Sugar Snap Peas, a new approach (for me, anyway!)

I planted 18 sugar snap peas almost a month ago, and only two germinated. Here they are:

non-innoculated sugar snap peas

(Note that all the photos are clickable to larger versions.)

I did a little reading, and learned that legumes benefit from being “innoculated” with a special garden soil mix of bacteria. I found this one at Walter Anderson nursery:

Dr. Earth Soil Innoculant

I first soaked the peas in water for 24 hours and drained them. While wet, I sprinkled about a third of this half-ounce package of Dr. Earth SuperActive Biological Soil Innoculant over the peas and stirred gently. The innoculant combined with the water into a syrupy black coating for the peas.

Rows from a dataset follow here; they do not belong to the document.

PR #8749, opened 2022-01-14
[sdk/python] Fix makefile target ordering, +x .py

AaronFriel:
* `pip` & the `wheel` package are dependencies before lint/build.
* Fix a .py file committed without the execute bit

Used these commands with `watchexec` to make a variety of changes and then backed them out to find the minimum viable patch.

`watchexec "git clean -xfd; make lint"`

`watchexec "git clean -xfd; make build_package"`

And finally:

`watchexec "git clean -xfd; make test_all"`

Initially I thought the issue was that my distro only has `/usr/bin/python3` as I was getting errors on running `python`, but it looks like the issue was primarily activating the environment and making sure dependencies were installed correctly. The primary issue was that which was not idempotent - a second `make` would succeed, but on second the `bdist_wheel` package would be set up and they would succeed.


sdk/python/Makefile
```diff
@@ -18,23 +18,24 @@ TEST_ALL_DEPS = build
 
 ensure::
 	$(PYTHON) -m venv venv
-	. venv/*/activate && python -m pip install -r requirements.txt
+	. venv/*/activate && pip install wheel
```
t0yv0, line 21: The change from `python -m pip` to `pip` breaks my environment because it picks up the global pip instead of the venv pip. D'you need the change or it was done for aesthetics?

```
[nix-shell:~/pulumi/sdk/python]$ make ensure
make ensure
ENSURE:
python3 -m venv venv
. venv/*/activate && pip install wheel
Collecting wheel
  Using cached wheel-0.37.1-py2.py3-none-any.whl (35 kB)
Installing collected packages: wheel
ERROR: Could not install packages due to an OSError: [Errno 13] Permission denied: '/nix/store/w8lqcsrwlwrvmchj46ph9880w9h4m50a-python3-3.9.6/lib/python3.9/site-packages/wheel'
Consider using the `--user` option or check the permissions.

WARNING: You are using pip version 21.1.3; however, version 21.3.1 is available.
You should consider upgrading via the '/nix/store/w8lqcsrwlwrvmchj46ph9880w9h4m50a-python3-3.9.6/bin/python3.9 -m pip install --upgrade pip' command.
make: *** [Makefile:21: ensure] Error 1

[nix-shell:~/pulumi/sdk/python]$ (. venv/*/activate && which pip)
(. venv/*/activate && which pip)
/nix/store/h5j6wymds31fgj0pdhfrdh27qhlw6d1v-python3.9-pip-21.1.3/bin/pip

```

t0yv0:
Tests don't run automatically when you use a forked repo it seems. Trying to trigger the tests.

sdk/python/Makefile
```diff
@@ -18,23 +18,24 @@ TEST_ALL_DEPS = build
...
+	. venv/*/activate && pip install -r requirements.txt
 	mkdir -p $(PYENVSRC)
 
-build_package::
+build_package:: ensure
```
t0yv0, line 25: That one is interesting - I'm wondering why our prior Makefile art does not specify dependencies at all. Given that `ensure` does not cache, this makes it run over and over. But package downloads cache. So it comes to about 3s on my machine. So I think this is a good change to take if it makes dev workflow less confusing to start with, but I wonder what others think.

sdk/python/Makefile
AaronFriel: Interesting - how is it picking up your pip over the just-sourced venv? Is that a nix issue perhaps, something in your nix env modifying the path order and taking precedent over the venv?

AaronFriel:
Replaced by #8774 so that tests can run.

I then planted up two Grow-Boxes of 18-20 plants each. I planted a few in a beet Grow-Box, too, since the beets are almost done. Just for comparison with future photos, here’s one Grow-Box, freshly planted. (Yep, no plants here at all. Like I said, I include it here just as a baseline for comparison with future photos of this box. Here’s hoping I get a real forest of sugar snap peas before the weather turns hot!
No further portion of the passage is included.